How to Limit Halloween Candy

Halloween is almost here, and with it comes the annual predicament of balancing fun with healthy living. So, how do we limit all the Halloween candy our kids are so excited about?

We know the amount of sugar presented to kids at this holiday is absurd, and we know that excess sugar leads to tooth decay and a whole host of other issues. Unfortunately, many of our American traditions involve copious amounts of sugar!

How to Stop Eating Sugar
  • Birthdays = Cake
  • Easter = Chocolate Eggs & Jelly Beans
  • Christmas = Cookies
  • Independence Day = BBQ (full of sugar!) & Ice Cream
  • Thanksgiving = Pumpkin Pie
  • And of course, Halloween = Candy

However, I believe that traditions are important; they give kids a sense of safety and something to look forward to. We can’t get rid of Halloween, but it is one of the hardest traditions to separate from sugar.  I don’t think the answer is to take away all the sugar, but teaching opportunities can abound for learning moderation, sharing/giving, and savoring.

Learning Moderation

Spacing out the candy stash for a specific amount of time can help parents keep within the 3-6 teaspoons of sugar a day recommended by the American Heart Association*. The typical U.S. child eats around 20 or more teaspoons a day, so getting your kids within the recommended amounts most likely means you will have to take sugar out of the rest of your kids meals and snacks. Think: no juice, no soda, no sugar snacks, no honey, no syrup those days.  This might be hard, but it will teach not only moderation, but also trade-offs, which are a big part of life. 


Halloween can teach mindfulness! When most children were eating their candy as fast as they could, my sister and I always had a competition to see who could eat our candy the slowest. The goal was not to be the one left with no candy, while the other one was still savoring hers. If my sister had two skittles left, while mine were already gone, I would look on in jealousy as she continued to enjoy hers. Perhaps this is just another family oddity, but you can teach your kids to eat their candy in such a way as to fully experience the flavors and pleasures and to satisfy them with less quantity.


Keeping only the candy your children really love, and giving the rest away, will reward them twofold: First, the brain enjoys things more when it is not overwhelmed by too many choices and when the so-so options are weeded out. (We actually get less enjoyment when our candy stashes are peppered with mediocre candies.)** Give away any candy that is not in your kids’ top 10 sweets, and they will be even happier with what is left. Second, giving candy away will also teach charity and sharing.

I probably ate way too much candy at Halloween when I was a kid, but I do remember my parents teaching me responsibility with candy as well. My sister and I would give or throw away whatever candy we didn’t like, space our candy out throughout the following week, and would always savor what we had, and we enjoyed Halloween even more because of these small efforts.

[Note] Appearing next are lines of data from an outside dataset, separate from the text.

PR #537, opened 2024-10-31
use warpRequirePrimaryNetworkSigners config

### LINKED ISSUE #454: Add config switch for primary network validator signature verification optimization
**Context and scope**
subnet-evm and coreth support an optimization for verifying Warp messages from the primary network in which only the validators of the receiving subnet need to sign the message. For example, this allows a subnet to "self sign" a message from the C-Chain, rather than having to verify an aggregate signature consisting of 1000's of individual BLS signatures.

ACP-77 removes primary network validation as a subnet validation requirement, so such "self signing" is no longer guaranteed to be meaningful. As such, subnet-evm and coreth are making this behaviour [configurable](https://github.com/ava-labs/subnet-evm/pull/1232) at the Warp precompile level.

We'll need to support both signature aggregation methods. This new config option will be published in the chain config, so we can fetch it in the same way we fetch the Warp quorum configuration currently. When aggregating signatures for messages originating from the primary network, we'll need to take into account the destination's signature verification rules.

iansuvak:
## Why this should be merged
Fixes #454 
## How this works
Fetches the additional value from the config and uses it when creating application relayer struct.  

Open q: `WarpQuorum` struct doesn't seem very useful since denominator is hardcoded at compile time to 100 
## How this was tested
Existing tests should pass
TODO: add new ones

## How is this documented

### DIFF
--- a/relayer/application_relayer.go
+++ b/relayer/application_relayer.go
@@ -88,10 +88,21 @@ func NewApplicationRelayer(
 		)
 		return nil, err
 	}
+	requirePrimaryNetworkSigners, err := cfg.GetWarpRequirePrimaryNetworkSigners(relayerID.DestinationBlockchainID)
+	// this shouldn't be reachable since if we found a quorum, we should also find the requirePrimaryNetworkSigners
+	// but leaving the check for completeness
+	if err != nil {
+		logger.Error(
+			"Failed to get warp primary network configuration from config.",
+			zap.String("destinationBlockchainID", relayerID.DestinationBlockchainID.String()),
+			zap.Error(err),
+		)
+		return nil, err
+	}
 	var signingSubnet ids.ID
-	if sourceBlockchain.GetSubnetID() == constants.PrimaryNetworkID {
-		// If the message originates from the primary subnet, then we instead "self sign"
-		// the message using the validators of the destination subnet.
+	if sourceBlockchain.GetSubnetID() == constants.PrimaryNetworkID && !requirePrimaryNetworkSigners {
+		// If the message originates from the primary subnet, and the primary network is validated by
+		// the destination change we can "self-sign" the message using the validators of the destination subnet.
 		signingSubnet = cfg.GetSubnetID(relayerID.DestinationBlockchainID)
 	} else {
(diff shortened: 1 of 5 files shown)


relayer/config/config.go
```diff
@@ -256,6 +243,15 @@ func (c *Config) GetWarpQuorum(blockchainID ids.ID) (WarpQuorum, error) {
 	return WarpQuorum{}, errFailedToGetWarpQuorum
 }
 
+func (c *Config) GetWarpRequirePrimaryNetworkSigners(blockchainID ids.ID) (bool, error) {
+	for _, s := range c.DestinationBlockchains {
+		if blockchainID.String() == s.BlockchainID {
+			return s.warpRequirePrimaryNetworkSigners, nil
+		}
+	}
```
geoff-vball, line 251: For the number of subnets we have for now, doing a linear search is fine, but it does kind of beg the question if we should have the blockchains in a map keyed by the `BlockchainID`. If it's a big extra lift because that would be too hard to parse straight from the config, that's fine.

How to Find Candy Buy Back Programs

Need a home for these unwanted sweets? Many dentists offices have charity driven buy back programs that will trade kids for money or other prizes for their candy. You can also do a similar trade-in program just in your own home.

Here is a List of Candy Buy Back Programs

~For a national list, try this website:

Final Thoughts on How to Limit Halloween Candy

It might not be fun to limit Halloween candy, and you may not be your kids favorite, but our kids are way over sugared. It is our responsibility to teach them moderation, sharing and how to eat healthy. Halloween candy gives us the perfect opportunity to teach all three.